Yes, you could do the kind of things Firecracker does with containers, but by relying on a minimal VM, Firecracker is inherently more secure.

Think about it.  By default you can’t even run Secure Shell (SSH) on a Firecracker VM. You can only work with a Firecracker VM via its Universal Asynchronous Receiver Transmitter (UART)/serial console or its Representational State Transfer (REST). There’s next to nothing a would-be hacker can attack.

In addition, Firecracker processes are jailed using cgroups and seccomp BPF. A Firecracker microVM also only has access to a few, tightly controlled system calls. Last, but not least, in practice these microVMs are spun up, run, and die in a matter of minutes. By the time a hacker gets in, the instance is already gone. Sure, Firecracker can be cracked, but it’s not worth an attacker’s time to try to bust Firecracker microVMs.

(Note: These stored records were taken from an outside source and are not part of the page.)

PR #5191, opened 2026-08-21
Handle unexpected job admission failures

YuanTingHsieh:
## Summary

- cancel successful resource reservations when job admission exits unexpectedly
- record unexpected admission failures in schedule history so retry backoff and maximum-attempt handling remain effective
- continue scanning later candidates after cleanup succeeds
- stop the scheduler pass when resource results are unavailable or cancellation fails, because reservation state cannot be proven safe
- replace the scheduler's bare exception handlers with `except Exception`

## Root cause

`DefaultJobScheduler.schedule_job()` caught exceptions around the complete candidate scan. If `_try_job()` raised after resource reservation, the exception bypassed normal cancellation and scheduling bookkeeping, then aborted the scan before later candidates were considered.

## Implementation

`_try_job()` now owns the reservation lifecycle after resource-check results are returned. Reservations are retained only when the job is admitted successfully; all other exits run cancellation from a `finally` block. Empty results for non-empty client resource requests are treated as unsafe because reservation tokens may have been lost with missing replies.

`_do_schedule_job()` handles unexpected exceptions at the individual-candidate boundary, logs the traceback, records a retryable failed attempt, and proceeds to the next candidate after successful cleanup. Errors that leave reservation state uncertain still abort the pass after bookkeeping.

## Validation

- `30 passed`: `tests/unit_test/app_common/job_schedulers/job_scheduler_test.py`
- Black check across `nvflare examples tests dev_tools`
- isort check across `nvflare examples tests dev_tools`
- Flake8 across `nvflare examples tests dev_tools`: 0 errors
- agent skill checks: 0 findings


nvflare/app_common/job_schedulers/job_scheduler.py
```diff
@@ -195,69 +200,82 @@ def _try_job(self, job: Job, fl_ctx: FLContext) -> (int, Optional[Dict[str, Disp
...
+            ) from e
+
+        keep_resources = False
+        try:
+            fl_ctx.set_prop(FLContextKey.RESOURCE_CHECK_RESULT, resource_check_results, private=True, sticky=False)
+            self.fire_event(EventType.AFTER_CHECK_CLIENT_RESOURCES, fl_ctx)
+
+            if not resource_check_results:
+                self.log_debug(fl_ctx, f"Job {job.job_id} can't be scheduled: resource check results is None or empty.")
+                return SCHEDULE_RESULT_NO_RESOURCE, None, "error checking resources"
```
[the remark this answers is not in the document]
YuanTingHsieh: Addressed in `44eb8f2ea`. When `resource_reqs` is non-empty, an empty result now raises `_UnsafeAdmissionError`, so the failed attempt is recorded and the scheduler pass stops. Empty results remain a normal no-resource result only when no client resource checks were expected. I also added coverage for empty results, resource-check exceptions, and cancellation failures; all 29 focused scheduler tests pass.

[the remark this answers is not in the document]
YuanTingHsieh: Added dedicated regression coverage in `859c95e5d`: one test verifies that empty results with expected client replies stop the candidate scan, and a contrasting test verifies that empty results remain safe when no client resource checks were issued. The focused scheduler suite now passes all 30 tests.

nvflare/app_common/job_schedulers/job_scheduler.py
```diff
@@ -195,69 +200,84 @@ def _try_job(self, job: Job, fl_ctx: FLContext) -> (int, Optional[Dict[str, Disp
...
+            return SCHEDULE_RESULT_OK, sites_dispatch_info, ""
+        finally:
+            if resource_check_results and not keep_resources:
+                try:
+                    self._cancel_resources(
+                        resource_reqs=resource_reqs,
+                        resource_check_results=resource_check_results,
+                        fl_ctx=fl_ctx,
+                    )
+                except Exception as e:
```
IsaacYangSLA, line 313: **P1 — Verify cancellation acknowledgements before continuing.** This treats cleanup as successful unless `_cancel_resources()` raises, but the production `ServerEngine.cancel_client_resources()` discards `_send_admin_requests()` replies. A timeout or a client-side `EXECUTION_EXCEPTION` therefore returns normally, and the scheduler continues even though reservation state is unknown. Please propagate and validate cancellation results, raising `_UnsafeAdmissionError` for missing or non-OK acknowledgements.

nvflare/app_common/job_schedulers/job_scheduler.py
```diff
@@ -195,69 +200,84 @@ def _try_job(self, job: Job, fl_ctx: FLContext) -> (int, Optional[Dict[str, Disp
...
+            raise _UnsafeAdmissionError(
+                f"resource check for job {job.job_id} failed before reservation results were available"
+            ) from e
+
+        keep_resources = False
+        try:
+            fl_ctx.set_prop(FLContextKey.RESOURCE_CHECK_RESULT, resource_check_results, private=True, sticky=False)
+            self.fire_event(EventType.AFTER_CHECK_CLIENT_RESOURCES, fl_ctx)
+
+            if not resource_check_results:
```
IsaacYangSLA, line 231: **P1 — Treat partial resource-check results as unsafe too.** This only rejects an entirely empty result. If `resource_reqs` contains `site1` and `site2` but the result contains only a successful `site1`, a job with `min_sites=1` is admitted even though `site2` may have an untracked reservation. I reproduced that path. Please compare expected and returned site sets and stop the pass whenever an expected result is missing.

nvflare/app_common/job_schedulers/job_scheduler.py
```diff
@@ -195,69 +200,84 @@ def _try_job(self, job: Job, fl_ctx: FLContext) -> (int, Optional[Dict[str, Disp
...
+                app_name=sites_to_app[SERVER_SITE_NAME], resource_requirements={}, token=None
             )
-
-        # add server dispatch info
-        sites_dispatch_info[SERVER_SITE_NAME] = DispatchInfo(
-            app_name=sites_to_app[SERVER_SITE_NAME], resource_requirements={}, token=None
-        )
-
-        return SCHEDULE_RESULT_OK, sites_dispatch_info, ""
+            keep_resources = True
```
IsaacYangSLA, line 303: **P2 — Retain cleanup ownership through post-admission bookkeeping.** Setting `keep_resources` here ends the cleanup guard before `_do_schedule_job()` updates schedule history and returns the ready job. If that later processing raises, the outer handler returns no job while the successful reservation remains active; I reproduced it with malformed schedule-history metadata. Please keep cleanup ownership until the ready job is successfully returned, or cancel the returned dispatch reservations when post-admission processing fails.

IsaacYangSLA (commented):
I found three resource-lifecycle gaps that can leave reservation state unknown or leak a successful reservation. The submitted 30 scheduler tests and targeted Black/Flake8 checks pass, but the cases described inline are not covered.

nvflare/app_common/job_schedulers/job_scheduler.py
YuanTingHsieh: Addressed in `585c3db7d`. `_do_schedule_job()` now retains ownership of a successful dispatch through logging and schedule-history bookkeeping. If post-admission processing raises, it reconstructs cancellation inputs from the returned `DispatchInfo`, cancels those reservations, records the failed attempt, and continues only after cleanup succeeds; an uncertain cleanup stops the pass. Added a regression where the first history update raises, the first token is cancelled, and a later candidate schedules with a new token.

nvflare/app_common/job_schedulers/job_scheduler.py
YuanTingHsieh: Addressed in `585c3db7d`. The scheduler now compares the exact expected and returned site sets before evaluating admission. Missing or unexpected sites raise `_UnsafeAdmissionError`; known successful reservations are cancelled by the existing `finally` guard, and the pass stops because reservations at missing sites cannot be proven clean. Added a two-site partial-reply regression that verifies known cleanup, retry bookkeeping, and that the later candidate is not examined.

nvflare/app_common/job_schedulers/job_scheduler.py
YuanTingHsieh: Addressed in `585c3db7d`. `ServerEngine.cancel_client_resources()` now requires a positive acknowledgement for every site with a reservation token and raises on missing/time-out replies, non-OK message return codes, malformed acknowledgement bodies, and non-OK cancellation return codes (including `EXECUTION_EXCEPTION`). The scheduler already converts that cleanup failure into `_UnsafeAdmissionError`, so the candidate scan stops. Added production-level success and parameterized failure tests; the combined focused suites pass all 69 tests.

pcnudde:
The valuable core of this PR is that cleanup now always runs: the `finally`-centralized cancellation in `_try_job`, the post-admission cleanup via `_cancel_dispatch_resources`, and the bare `except` fixes. Please keep all of that. But I don't think the hard-fail half — raising on unacknowledged cancels and aborting the whole scheduling pass — is the right trade, and I'd like it changed to verify-and-log.

**Why the abort is disproportionate:**
- The failure it guards against self-heals: all built-in resource managers inherit `AutoCleanResourceManager`'s expiry (default 30s), so an unacked cancel leaks a reservation for at most ~30s. Nothing is running against that reservation; it's a hold taken while asking "can you fit this job?".
- The abort protects nothing in practice: `JobRunner` re-runs `schedule_job` ~1s later, so later candidates get checked against the (still-live, <=30s) reservation on the very next pass anyway.
- Meanwhile the triggers are routine and some are deterministic: a client disconnecting between check and cancel can *never* ack (`reservation_sites` is populated before the `if client:` guard, so no request is even built); a client that passes the 15s check window can reliably miss the 10s cancel-ack default; a lost reply after a successful client-side cancel also raises. Each occurrence stalls the entire queue for that pass and burns the affected job's `SCHEDULE_COUNT`; a client down for a few minutes drives a perfectly schedulable job to `FINISHED_CANT_SCHEDULE` with a misleading "failed to cancel resources" history.

**Requested changes:**
1. `cancel_client_resources`: keep the reply verification, but log the per-site errors (error level) instead of raising. Reuse `check_client_replies()` from `admin.py` for the verification — it already does missing/timeout/return-code checks — plus the new `get_return_code()` body check. Revert the `Raises:` addition to `ServerEngineSpec` (nothing enforces it and other implementations don't honor it).
2. Drop `_UnsafeAdmissionError` and the completeness raises in `_try_job` (missing sites / empty results are a normal client-disconnect race the old code handled; the non-dict check can stay as a logged skip). Failed admission of one job should `continue` to the next candidate, as before.
3. If we want a stronger guarantee against leaks for custom resource managers, the right place is `ResourceManagerSpec` — document/require reservation expiry there rather than compensating in the scheduler.
4. Independent fixes to keep regardless: guard the second `_update_schedule_history` call in the except handler (a deterministic history failure currently escapes and defeats backoff entirely); preserve the original exception when wrapping (the current `from` chaining hides the root-cause admission error from logs and history); drop the dead `attempt_recorded` flag and the redundant `rc == SCHEDULE_RESULT_OK` conjunct.

This keeps every leak observable (loud logs on unacked cancels) without letting one slow or departed client stop scheduling for the whole queue. Most of the new tests would shift from asserting scan-abort to asserting log-plus-continue.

That’s all very neat, but what makes Firecracker really interesting is that, since AWS open-sourced Firecracker, anyone can use it. That’s exactly what Weaveworks has done with Ignite. With Ignite, Weaveworks has married Firecracker with built-in GitOps management, which uses Git for its DevOps source of truth. On top of this, you can run your OCI and/or Docker container images.

That’s one interesting way to make the best of Firecracker, but the best may be yet to come. With its microVM’s tiny size and fast load speeds, Firecracker will also be ideal for Internet of Things (IoT) and edge computing use cases.

In short, whether you want to simply use Firecracker or add it to your own programs, Firecracker deserves your attention. Going forward, Firecracker will be an important building block in the cloud, edge and IoT.